Stress often ensues within a family when one family member is in a crisis. My mother resisted the clear need to move into a Retirement Community. She was 84 years old, lived alone, had only one adult daughter and had just moved to a new city where she no longer had a network of friends to call on nor to check-in on her during illness. While she had had her name on a waiting list for a Retirement Community for ten years, when it was her turn, she did not want to make the move.
Three months later, she had a health issue which required hospitalization and skilled nursing. Because of the rapidly approaching discharge date from the Skilled Nursing Facility, we had a short two weeks to find the right Assisted Living community that could offer the the personal support she needed. This put a lot of stress on me, her go-to person, her only daughter.
Had she moved when her name came to the top of the list at the Retirement Community, she would have already been living in a place that provided all of the services she needed. Additionally, she would not have had to go through the stress of a move to a new, unfamiliar place as she recuperated in the aftermath of her illness. Before this crisis hit, my mother had already taken many of the steps that are typically recommended by geriatric professionals. She had created a Living Trust, and had downsized from her condominium in Ohio to a one-bedroom apartment in California. She’d also given away a storage room full of unused items and packed up her silver service, crystal and china.
All this and she moved 2000 miles to be closer to me, my husband and her granddaughter. She had also taken the initiative to plan for, what I now call, her “early retirement years.” She had a couple of pensions. She played bridge, volunteered at Children’s Hospital, attended continuing-ed classes at the local University and tended to her home. She traveled to Europe and made trips to visit us in California. She enjoyed the company of friends and former business colleagues.
Since her plan had been to move into the Retirement Community close to us, we had not explored other options. I had no idea what services an Assisted Living community provided, nor did I understand what services a Continuing Care Retirement Community provided. What was Independent Living? What was Skilled Nursing? And how did all the services and support that these communities provided fit into my mother’s life and my life?
Because, she’d had only minor health issues to deal with previously, my mother had not counted on needing a more supportive living situation to provide for her increasing needs. In retrospect, using that well regarded 20/20 hind-site, I can now see what we could have done. When she visited us in California, we could have toured more communities in our own county like AlmaVia and Atria Tamalpias Creek, experienced lunch or dinner and gotten to know some of the people at the communities, both the staff and the residents. After all they are our neighbors. I could also have called to get information from neighboring counties to see what communities were there, how much they cost and had additional information sent to me.

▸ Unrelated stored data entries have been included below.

PR #485, opened 2026-07-14
feat(dialect): add hipsr IsolatedFromAboveButAllowOperands trait

zpye:
## Summary

Adds a native op trait `IsolatedFromAboveButAllowOperands` to the `hipsr` dialect and applies it to `Hipsr_DpsOp`.

It works like MLIR's `IsolatedFromAbove` (a region can't reference values from the enclosing scope), but also lets region ops reference **the op's own operands**. Shape regions need this: they read the op's inputs to compute output shapes (e.g. `tensor.dim %input, %c0`), so full isolation would force threading every input through region arguments.

## Notes for reviewers

- The verifier follows upstream `verifyIsIsolatedFromAbove` closely, adding just one rule: the op's operands are allowed.
- This replaces the ad-hoc `verifyShapeRegionScoping` that previously lived in the `ShapeRegionInterface` verifier. The interface now only requires the trait to be present and lets the trait do the scoping check.
- No concrete op carries the trait yet (`Hipsr_DpsOp` is a base class), so scoping is exercised by later PRs that add concrete ops.

### DIFF
--- a/include/hip/Dialect/Hipsr/IR/HipsrOps.h
+++ b/include/hip/Dialect/Hipsr/IR/HipsrOps.h
@@ -14,6 +14,9 @@
 #include "mlir/IR/OpImplementation.h"
 #include "mlir/Interfaces/SideEffectInterfaces.h"
 
+// Must precede the .inc: generated op classes use the trait template.
+#include "hip/Dialect/Hipsr/IR/HipsrTraits.h"
+
 #define GET_OP_CLASSES
 #include "hip/Dialect/Hipsr/IR/HipsrOps.h.inc"
 
--- a/include/hip/Dialect/Hipsr/IR/HipsrOps.td
+++ b/include/hip/Dialect/Hipsr/IR/HipsrOps.td
@@ -10,6 +10,7 @@ include "mlir/IR/OpBase.td"
 include "mlir/Interfaces/DestinationStyleOpInterface.td"
 include "hip/Dialect/Hipsr/IR/HipsrDialect.td"
 include "hip/Dialect/Hipsr/IR/HipsrTypes.td"
+include "hip/Dialect/Hipsr/IR/HipsrTraits.td"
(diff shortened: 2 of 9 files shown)


wcy123 (approved):
LGTM - clean refactor that fixes a scoping bug and follows MLIR patterns.

**Bug fix:** Old `verifyShapeRegionScoping` skipped ALL block arguments with `if (isa<BlockArgument>(operand)) continue;`. This incorrectly allowed outer block arguments:

```mlir
func.func @outer(%arg0: index) {
  %0 = hipsr.cast ... shape_region {
    hipsr.shape_yield %arg0  // BUG: %arg0 is outer scope, should be rejected!
  }                           // Old: skipped (block arg), New: caught
}
```

New implementation fixes this by using `operand.getParentRegion()` which works for BOTH:
- **Operation results:** returns the defining op's region
- **Block arguments:** returns the owning block's region

So `region.isAncestor(operandRegion)` correctly:
- Allows block arguments from shape region itself (shape region CAN have block args - EndBarrier ops use this)
- Allows block arguments from nested regions (e.g., scf.if inside shape region)  
- Rejects block arguments from outer scopes (the bug - old code skipped ALL block args)

**Suggestion:** Add code comment explaining the key insight:

```cpp
// operand.getParentRegion() works for both op results and block arguments.
// For block arguments, returns owning block's region. This allows shape
// region's own block args while correctly rejecting outer block args
// (which the old blanket skip incorrectly allowed).
if (!region.isAncestor(operandRegion) && !allowedOperands.contains(operand)) {
```

**Other improvements:**

- Follows MLIR patterns: mirrors `IsolatedFromAbove`, uses `verifyRegionTrait` hook (runs after nested ops verified)
- Respects nested isolation: skips ops with their own isolation traits
- Simplifies interface: removes 42 lines of ad-hoc code, delegates to reusable trait
- Handles all regions: not hardcoded to region 0

PR #490, opened 2026-07-15
feat(dialect): redesign hipsr.shape_yield with VariadicOfVariadic operands

zpye:
## What

Redesign `hipsr.shape_yield` to describe each result's shape as its own group of dims, and add matching accessors to `ShapeRegionInterface`.

## Changes

- **Op:** `hipsr.shape_yield` now takes `VariadicOfVariadic<Index, "ranks">` shapes, a `DenseI32ArrayAttr` rank-segment attr, and a `TypeArrayAttr` of per-result element types. Assembly prints dim groups in parens and element types in brackets, e.g. `hipsr.shape_yield (%m, %n) : [f16]`.
- **Verifier:** only checks the element-type count (ODS already verifies the rank segmentation).
- **Interface accessors:** `getShapeRegionResultShapes` (per-result dim values) and `getShapeRegionResultTypes` (per-result `RankedTensorType`, all extents dynamic), plus capacity-region siblings. Logic lives in free functions in the `.cpp`; the interface methods just delegate, so the interface header stays op-agnostic.

### DIFF
--- a/include/hip/Dialect/Hipsr/IR/HipsrShapeRegionInterface.h
+++ b/include/hip/Dialect/Hipsr/IR/HipsrShapeRegionInterface.h
@@ -6,8 +6,12 @@
 #ifndef HIPSR_SHAPE_REGION_INTERFACE_H
 #define HIPSR_SHAPE_REGION_INTERFACE_H
 
+#include "mlir/IR/BuiltinTypes.h"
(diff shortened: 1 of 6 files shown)


wcy123 (approved):
LGTM

wcy123 (approved):
LGTM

I know now, that there is a recommended conversation to be had between aging parents and their adult children. In the Senior Industry it is referred to as the “70/40” conversation. That means that when the parent is 70 years old and the adult child is 40 years old, they have a heart-to-heart conversation about what the parent is going to do to plan for their later years. In that conversation, mom and I could have talked about her financial resources, her wants for her more active retirement years, the trips, social involvement and the volunteerism I wrote about earlier. And, too, what her thoughts were for her care and life in the later years, that 80+ range.
One friend, currently a staff member at an Assisted Living Community in San Francisco, recommended making goal boards by taking a piece of poster board and a slew of magazines, cutting out pictures that fit ones image of life and pasting them on the poster board. This process helps to create tangible images to move toward.
Another option is to create two simple lists. With two blank pieces of paper in front of you, write the heading “Early Retirement” on one and on the other “Later Retirement”. Under each category, write these sub-headings: Emotional Support, Social Engagement, Physical Health, Safety and lastly, Financial and Legal Planning. Then take some time to consider each category, jotting down your thoughts. At the end of the exercise, you are likely to feel relieved to see some of your thoughts in black and white and be more ready to thoughtfully consider your own needs as you age.
Now that I’m 60, I know that in my “Early Retirement Years”, I want to write, garden, hike, travel, and spend time with my grandchildren and husband and adult kids. I know that at age 70, I’ll put our names on the waiting list at our local Retirement Community, The Redwoods. I know that we can build out our downstairs to be an apartment if we want someone to live on our property to help us with household chores and maintenance and/or do some shopping for us. I also know that in my later years, I can enjoy quite activities, I can write, read and enjoy the view of our garden or even a few potted plants. We can play a game of Canasta or two.
Because of my mother’s experience, I now know what the retirement communities around the San Francisco Bay Area have to offer and how much they cost. I know the life-style they offer, the quality of their meals, their food plans and how they can take care of me and/or my husband. When my husband and I have that 70/40 conversation with our adult kids, I already have a plan in place to share with them. I am not going to leave it to them to have to decide how to care for my daily needs. And I will not have to get stressed out by not knowing what my options are when I have a critical need come up in my later years. If I can do this, so can you.